Chicago Tribune Coverage Digest: Birthright Ruling, a Prosecutor Scandal and a Police Shakeup

Over the past week, the Chicago Tribune’s coverage has been dominated by a single throughline: institutions under strain and the courts as the arena where Illinois’ biggest fights get settled. From the U.S. Supreme Court’s landmark ruling on birthright citizenship to a widening federal-prosecutor scandal, a police leadership shakeup, and an ethics reckoning in Springfield, the paper chronicled a city and state testing the limits of accountability heading into a charged election season.

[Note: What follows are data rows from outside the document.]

PR #923, opened 2020-09-24
Update maDLC_AdvUserGuide.md

backyardbiomech:
One thing I have been confused about since moving to maDLC has been how to extract outlier frames from analyzed video (as was typical in the single animal workflow) to use the refine labels toolbox. I would convert to tracklets, but need better detection before the refine tracklets GUI would work. For example, I could run the refine tracklets GUI, but some points would be non existent so I couldn't refine them. I was stuck just manually extracting frames without the efficiency and power of the extract outliers functions.  I couldn't find anything in the documentation, and I believe others have had the same problem based on posts on gitter and image.sc. I've tried to add basic instructions (including a GUI workaround for less experienced users, and a mention of the command line call for advanced users).

### DIFF
--- a/docs/maDLC_AdvUserGuide.md
+++ b/docs/maDLC_AdvUserGuide.md
@@ -459,6 +459,10 @@ Please note that you do **not** get the .h5/csv file you might be used to gettin
 
 If this does not look good, we recommend extracting and labeling more frames (even from more videos). Try to label close interactions of animals for best performance. Once you label more, you can create a new training set and train. 
 
+You can either:
+1. extract more frames from existing or new videos and label as when initially building the training data set, or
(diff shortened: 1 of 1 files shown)


MMathisLab:
Hi @backyardbiomech great point! 

We had it on our internal #todo list to make a proper function for this, ie. dlc.extract_outliers_from_pickle (or such), but agree we should prioritize this (cc @jeylau @AlexEMG). In the meantime, this doc upgrade is great, thanks so much! 

Namely, we should have 2 quality checks here:

Group 18

MMathisLab (approved):

jeylau:
Looks good to me! I would add that one can use that function https://github.com/DeepLabCut/DeepLabCut/blob/b1f8f413ec8f5ffdb522624b62a02b5980472f66/deeplabcut/utils/make_labeled_video.py#L915 to evaluate tracking quality before refining the tracklets.

MMathisLab:
@jeylau in the docs I put this directly above, is the other call better to ask people to use?

```python
scorername = deeplabcut.analyze_videos(config_path,['/fullpath/project/videos/testVideo.mp4'], videotype='.mp4')	
deeplabcut.create_video_with_all_detections(config_path, ['/fullpath/project/videos/testVideo.mp4'], scorername)	
```

jeylau:
@MMathisLab, no no that's great, I really like `deeplabcut.create_video_with_all_detections` as it is very fast, and so should be run systematically :)

PR #1034, opened 2020-12-13
Circleci project setup -- simple testscript.py

MMathisLab:
this PR adds a simple "testscript_cli.py" -- tests create project, extract frames (kmeans), create training set, train, eval., export. There are some time limits on circle cli I am working to resolve, but by in large this "as is" is a good addition. Every merge at least runs the testscript!


AlexEMG (approved):
Thanks @MMathisLab

PR #1061, opened 2021-01-05
Patch camera triangulation in multi-animal projects

jeylau:


AlexEMG (approved):

MMathisLab:
why do we drop destfolder? This would break anipose @jeylau @AlexEMG

jeylau:
@MMathisLab because I had the argument marked as unused.

PR #1096, opened 2021-01-28
Use keyword argument for `inferenceutils.assemble_individuals`

sugyan:
When executing `deeplabcut.convert_detections2tracklets()` with `printintermediate=True`, it raises `KeyError`, since it called `inferenceutils.assemble_individuals()` with 11 arguments and `printintermediate` is the 11th argment but `inferenceutils.assemble_individuals` now receives 12 arguments and `print_intermediate` as the 12th argment!
I fixed calling arguments of `inferenceutils.assemble_individuals` using *keyword argument*


jeylau (approved):

jeylau:
Thanks @sugyan for the bug fix!

Issue #1124, opened 2021-02-23
pip install downloads many versions of opencv (with 3.8 python)


svenkreiss:
After running `pip install deeplabcut`:

<img width="578" alt="image" src="https://user-images.githubusercontent.com/2775078/108826140-3c431080-75c4-11eb-8d2e-83451b864c13.png">

Versions:
* pip 21.0.1
* python 3.8.6

svenkreiss:
Same with the latest beta: `pip install deeplabcut==2.2b8`

<img width="583" alt="image" src="https://user-images.githubusercontent.com/2775078/108826807-1833ff00-75c5-11eb-9b6a-d8aa1ad9649d.png">

MMathisLab:
Hi @svenkreiss yes, this is with 3.8; if you use 3.7 (and the DLC conda files) it will force you to use 3.7, and then this does not happen :)

MMathisLab:
Hey @svenkreiss I should add, right now tensorflow 1.x is not supported in 3.8 (is my understanding at least(, and currently we require TF 1.x; we do have a dlc-core branch that is for 2.x support, but without any GUI support, etc: https://github.com/DeepLabCut/DeepLabCut-core

https://www.tensorflow.org/install/pip

![Screen Shot 2021-02-25 at 3 09 02 PM](https://user-images.githubusercontent.com/28102185/109165144-83bfcd00-777b-11eb-83de-5f32089d5ec3.png)

svenkreiss:
Thanks for the extra info. I'll wait until Python 3.8 is supported.

MMathisLab:
^ yeah, I was hoping for 3.8 TF1 support; it was initially promised in Dec, I have low hopes now... 

We are currently working on bumping up to TF2 (as is in the core), but some models are not supported, so that limits enthusiasm for a full roll over to TF2.

MMathisLab:
Hi @svenkreiss `pip install deeplabcut-core` now supports TF2, so 3.8 is more doable ;). Hope that helps!

PR #1126, opened 2021-02-26
3.8* support / dependency clean up [WIP]

MMathisLab:
a few dependencies are drop as they were dep of dep; note moviepy is also dropped, but this might be required (seems not required to run `testscipt.py` and `testscript_multianimal.py` which pass successfully). 

- note, this also includes updating the conda files to TF 1.15.5 vs. 1.13.1; then numpy 1.17.3 is supported/no warnings.
- this has only been tested on MacOS; I would ask @AlexEMG to test on ubuntu and @jeylau on windows before committing. 
- also only tested on CPU MacOS; GPU support should be tested w/TF 1.15.5
- note 3.7 is still required, given the TF limitations given in issues #1124, but at least now DLC package does build in 3.8; meaning we are getting away from pip dependency issues :)


MMathisLab:
@jeylau this is failing now: https://github.com/DeepLabCut/DeepLabCut/runs/1995719243#step:6:14

jeylau:
Yep, we have to install deeplabcut. But I'm looking for ways around it.

MMathisLab:
okat @jeylau I added back moviepy and this is passing. I didn't go through all your changes (it's a lot ;P); can you confirm this runs all the test scripts? (and run black)

MMathisLab:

Supreme Court affirms birthright citizenship, and Illinois immigrants celebrate

The Chicago Tribune reports that Illinois immigrants and community leaders reacted with relief and jubilation after the U.S. Supreme Court affirmed birthright citizenship, rejecting President Trump’s executive order that sought to deny citizenship to children born in the country to parents present unlawfully or temporarily.

Independent coverage confirms the scope: SCOTUSblog and multiple outlets reported the Court struck down the order in a 6-3 decision authored by Chief Justice John Roberts, holding it irreconcilable with the 14th Amendment’s Citizenship Clause. Chicago-area immigrant-rights groups told WTTW they were “relieved but vigilant” about further legal challenges.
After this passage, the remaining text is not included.